I am not going to belittle IS, but I have found that one can do without for birds in flight and for reasonable-light perched birds. For some situations I like to have the monopod and tilt head, which allow one to stake out a nest or a hunting heron without having your arms drop off after 5 minutes. Monopod does a fine job of allowing 1/100 sec shots with the 400 f/5.6L no-IS. I am a fan of this lens and of carrying a monopod on a belt holster. The monopod also doubles as a hiking pole on stream crossings and steep bits where a little balance is convenient. On the other hand, I have seen people shoot from kayaks (in swamps and on creeks and rivers), and there's no question that one wants IS at 400mm, because even if your camera is rock-solid with relation to the kayak/canoe, the whole boat is moving slightly.


----------



## Deleted member 91053 (Jun 3, 2015)

Perhaps I am being a little unfair regarding IS, it is just that I find that if the light is so poor that I need IS then I am not going to get the shot that I want anyway. I should note that my camera is pretty good at higher ISOs.
For moving subjects then IS is simply a no no as far as I am concerned.


----------



## AlanF (Jun 3, 2015)

Have you tried Position 3 IS? The IS doesn't come on until you fully depress so you are tracking and focussing without IS. I use BBF anyway.


----------



## Deleted member 91053 (Jun 4, 2015)

AlanF said:


> Have you tried Position 3 IS? The IS doesn't come on until you fully depress so you are tracking and focussing without IS. I use BBF anyway.



Unfortunately (?) my lenses don't have position 3. My 300 F2.8 IS is a Mk1 and there isn't a Mk2 800mm yet. I see your point about this position as it allows you to focus before you shoot with the IS on so it should give quicker acquisition whilst still using IS for the shot. 
One question, as I simply don't know the answer, when you fully depress the shutter release does it take a picture immediately or does it wait for the IS to spool up?


----------



## Bernd FMC (Jun 5, 2015)

Back to Budget Reason of this Topic i also look for an Focal Length of about 400mm.

I don´t use above 200 not very often, and Price and Weight are important for me in that Case.

TC2 x Version III reduces Qualtity of the Lens i own too much, so the 100-400 f4.5-5.6 L IS II should be the
the best Way for me, but heavy and about 2K€/$ .

The 400mm 5.6 L Prime would be nice too, but IS on Telephoto ist usefull  - and the 400 lacks IS  .

An new 400 f5.6 IS ( with affordable Price ) would be nice, the 400 F4 DO isn´t an Option for me, too heavy/expensive.

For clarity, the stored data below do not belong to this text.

PR #3353, opened 2024-05-21
Upgrade to Yarn 4 and fix vulnerability check

ramondeklein:
See #3354. This upgrades Yarn to v4 to enable advisory suppression.


ramondeklein:
Grrr... `--ignore` isn't supported in the normal `yarn audit`, only in `yarn npm audit` (which doesn't work for our repo).

harshavardhana:
@ramondeklein how about we move to latest yarn - we shouldn't have to use yarn1 we don't have a specific dependency.

ramondeklein:
> @ramondeklein how about we move to latest yarn - we shouldn't have to use yarn1 we don't have a specific dependency.

I was just working on that 👍🏻

ramondeklein:
The following changes have been made:
- Enable corepack to enable versioned package managers (required to run Yarn 4).
- Use the .nvmrc file in all places where the `${{ env.NVMRC }}` was used to install NodeJS.
- Use `yarn npm audit` (Yarn 4) instead of `yarn audit` (Yarn 1) and ignore the specific advisory.
- Fix the script to detect dead code (it looks like Yarn 4 doesn't use the default shell to run commands).

harshavardhana (approved):

harshavardhana:
This coverage limit check is a BS check can this be removed 

```
Total: 63.75 KiB, Transferred: 63.75 KiB, Speed: 110.09 KiB/s
Access permission for `play/builds` is set to `public`
grep to obtain the result
Result:
22.7%
It is smaller than threshold (65.0%) value, failed!
Error: Process completed with exit code 1.
```

?

harshavardhana (approved):

harshavardhana:
> @harshavardhana Minimum coverage of 65% percent also seems very low to me. If you want test coverage, then you should go for 100% coverage. It's the exceptions that always result in bugs. The standard codepath typically works fine, because everyone is using that every day.
> 
> This check was already there (and already failing for a while), but I can remove it.

I have changed the threshold to 1.0 to avail enough time to address the coverage whenever we can.

harshavardhana:
Okay, I'm going to merge this since we need to proceed to make a Console tag soon.

dvaldivia (approved):

.github/workflows/jobs.yaml
```diff
@@ -1103,7 +1162,7 @@ jobs:
           go tool cover -func=all.out | grep total > tmp2
           result=`cat tmp2 | awk 'END {print $3}'`
           result=${result%\%}
-          threshold=65.0
+          threshold=1.0
```
bexsoft, line 1165: We can have a discussion on this as sometimes this value fluctuates when we build the UI (No Golang code), I think we can keep this value at least in 25

bexsoft (approved):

An also not the Cheap way could be the 300 f2.8 L IS II and the 1.4 V III TC added.
Only my own thoughts - i´ve got Time to think about it ;-) .

Greetings 

Bernd


----------



## Random Orbits (Jun 5, 2015)

Bernd FMC said:


> Back to Budget Reason of this Topic i also look for an Focal Length of about 400mm.
> 
> I don´t use above 200 not very often, and Price and Weight are important for me in that Case.
> 
> ...



Did you AFMA with the 2x III attached? The IQ with the 70-200 should be pretty good -- close to the 100-400L (original). The 400 f/5.6 and the new 100-400L II are better, but if you don't go above 200 very often, does it make sense to have a lens you won't use much?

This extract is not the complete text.